|Saumagen for the soul.|
There'll be thousands of words written about the late Helmut Kohl, who died yesterday at 87. Most of them will include a pun on the order of "Kohl, a German political heavyweight."
True that, and in more than one way. I'm here today neither to condemn Kohl, nor to praise him. Rather, it's to recognize that few world leaders of our generation merit designation as a card-carrying trencherman.
Not a gourmand. A trencherman.
Following are two examples. The first links Kohl with the "rustic peasant dish" called Saumagen, and includes a recipe.
Appetite (and iron-clad stomach) for success, by Irina Dumitrescu (Politico EU)
The art of stuffing yourself while chancellor.
BONN, Germany — Helmut Kohl’s surname means “cabbage” in German. The satirical magazine Titanic nicknamed him “Birne” in the 1980s due to the pear-like shape of his head, and the moniker stuck. So it isn’t surprising that the bon vivant was associated in the popular imagination with food, and especially with blithely excessive culinary indulgence. Eating was not only a delight for Kohl, however. It was also a way of establishing his regional identity and conducting politics.
Ask a German what Kohl liked to eat, and they will answer without hesitation: “Saumagen!” The dish is a specialty of Kohl’s native state, Rhineland-Palatinate, and seems the kind of food you would have to be raised on to love: a pig’s stomach is stuffed with well-spiced pork, carrots and potatoes, the whole is cooked in hot water, then sliced, pan-fried, and served with sauerkraut and local wine.
Popular lore holds that Saumagen originated as a rustic peasant dish, a way of using up leftovers from the pig, but other theories hold that it was a highlight of the autumn butcher fest. It is a perfect union of high and low, and Kohl made a practice of serving it to visiting dignitaries.
Did Kohl ever serve Saumagen to Maggie Thatcher?
It seems unlikely, given this most memorable of all Kohl eating tales.
Obituary: Helmut Kohl died on June 16th, aged 87, in The Economist.

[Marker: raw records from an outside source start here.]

PR #772, opened 2023-10-03
Solution

skoval7:


fedorov-s-od (approved):
Excellent job! Clean and clear code )

app/main.py
```diff
@@ -1,3 +1,60 @@
...
+    def __str__(self) -> str:
+        return f"Distance: {self.km} kilometers."
+
+    def __repr__(self) -> str:
+        return f"Distance(km={self.km})"
+
+    def __add__(self, other: float | int) -> "Distance":
+        if isinstance(other, Distance):
+            return Distance(self.km + other.km)
+        elif isinstance(other, (int, float)):
```
fsocie7y, line 14: You can skip this check here and directly return from this point
in other similar cases too

app/main.py
```diff
@@ -1,3 +1,60 @@
...
+        if isinstance(other, Distance):
+            return self.km <= other.km
+        elif isinstance(other, (int, float)):
+            return self.km <= other
+
+    def __ge__(self, other: float | int) -> "Distance":
+        if isinstance(other, Distance):
+            return self.km >= other.km
+        elif isinstance(other, (int, float)):
+            return self.km >= other
```
fsocie7y, line 60: try to rewrite these two methods in one line each. Use previously created magic methods
Hint: <= is the same as not >

fsocie7y (changes requested):

app/main.py
```diff
@@ -1,3 +1,50 @@
...
+
+    def __iadd__(self, other: float | int) -> "Distance":
+        if isinstance(other, Distance):
+            self.km += other.km
+        elif isinstance(other, (int, float)):
+            self.km += other
+        return self
+
+    def __mul__(self, other: float | int) -> "Distance":
+        if isinstance(other, (int, float)):
```
LiudmylaKulinchenko, line 24: You don't need this check. Your function gets only float and integers, according to the annotations. So this is not necessary
Fix everywhere

app/main.py
```diff
@@ -1,3 +1,50 @@
...
+            return Distance(round(self.km / other, 2))
+
+    def __lt__(self, other: float | int) -> "Distance":
+        if isinstance(other, Distance):
+            return self.km < other.km
+        return self.km < other
+
+    def __gt__(self, other: float | int) -> "Distance":
+        if isinstance(other, Distance):
```
LiudmylaKulinchenko, line 37: In your annotations you have only float and integer. If you want to work with Distance object here, add it to your annotatoins

app/main.py
```diff
@@ -1,3 +1,50 @@
...
+            return self.km > other.km
+        return self.km > other
+
+    def __eq__(self, other: float | int) -> "Distance":
+        if isinstance(other, Distance):
+            return self.km == other.km
+        return self.km == other
+
+    def __le__(self, other: float | int) -> "Distance":
+        return not self.__gt__(other)
```
LiudmylaKulinchenko, line 47: Use operands instead

LiudmylaKulinchenko (changes requested):

app/main.py
```diff
@@ -1,3 +1,53 @@
...
+    def __eq__(self, other: Union["Distance", float, int]) -> "Distance":
+        if isinstance(other, Distance):
+            return self.km == other.km
+        return self.km == other
+
+    def __le__(self, other: Union["Distance", float, int]) -> "Distance":
+        return self.__lt__(other) or self.__eq__(other)
+
+    def __ge__(self, other: Union["Distance", float, int]) -> "Distance":
+        return self.__gt__(other) or self.__eq__(other)
```
fsocie7y, line 53: u are close)
but it can be written simpler

fsocie7y (changes requested):

app/main.py
LiudmylaKulinchenko: You can skip using quotes for annotations here
From python 3.10 you can also skip using Union, `|` instead

app/main.py
LiudmylaKulinchenko: You should remove this check here

LiudmylaKulinchenko (changes requested):

app/main.py
```diff
@@ -1,3 +1,52 @@
...
+    def __eq__(self, other: Distance | float | int) -> Distance:
+        if isinstance(other, Distance):
+            return self.km == other.km
+        return self.km == other
+
+    def __le__(self, other: Distance | float | int) -> Distance:
+        return self.km <= other
+
+    def __ge__(self, other: Distance | float | int) -> Distance:
+        return self.km >= other
```
fsocie7y, line 52: use self not > other for __le__ and self not < other for __ge__

fsocie7y (changes requested):

app/main.py
```diff
@@ -1,3 +1,56 @@
...
+
+    def __le__(self, other: Distance | float | int) -> Distance:
+        if isinstance(other, Distance):
+            return self.km <= other.km
+        return self.km <= other
+
+    def __ge__(self, other: Distance | float | int) -> Distance:
+        if isinstance(other, Distance):
+            return self.km >= other.km
+        return self.km >= other
```
fsocie7y, line 56: please fix that according to my advice

fsocie7y (changes requested):

app/main.py
```diff
@@ -1,3 +1,52 @@
...
+            return self.km > other.km
+        return self.km > other
+
+    def __eq__(self, other: Distance | float | int) -> Distance:
+        if isinstance(other, Distance):
+            return self.km == other.km
+        return self.km == other
+
+    def __le__(self, other: Distance | float | int) -> Distance:
+        return not (self > other)
```
LiudmylaKulinchenko, line 49: You can skip using parentheses here

LiudmylaKulinchenko (approved):
Good job! 🍬😸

The former German chancellor piloted his country and Europe through unification
... His giant girth was much mocked: his nickname was die Birne (“the Pear”). But people underestimated him at their peril. His unabashed provincialism grated with modern-minded Germans who expected their politicians to be cerebral, cultured and cosmopolitan. He spoke no foreign language, and some said his German was poor, too. He displayed only a token interest in art, music and literature. His personal life was fraught: his long-suffering wife Hannelore committed suicide in 2001. Outside politics, his main interest was food: solid German fare, and plenty of it. Asked if anything interrupted his sleep, he said it was night-time forays to the fridge.
Only with Margaret Thatcher could he strike no chord. When she was holidaying in his favourite lakeside resort he cut short a meeting, pleading “unbreakable commitments”. Walking down the street later, Britain’s leader saw Mr Kohl in a café, busy only with a large cream cake. Their relationship never recovered.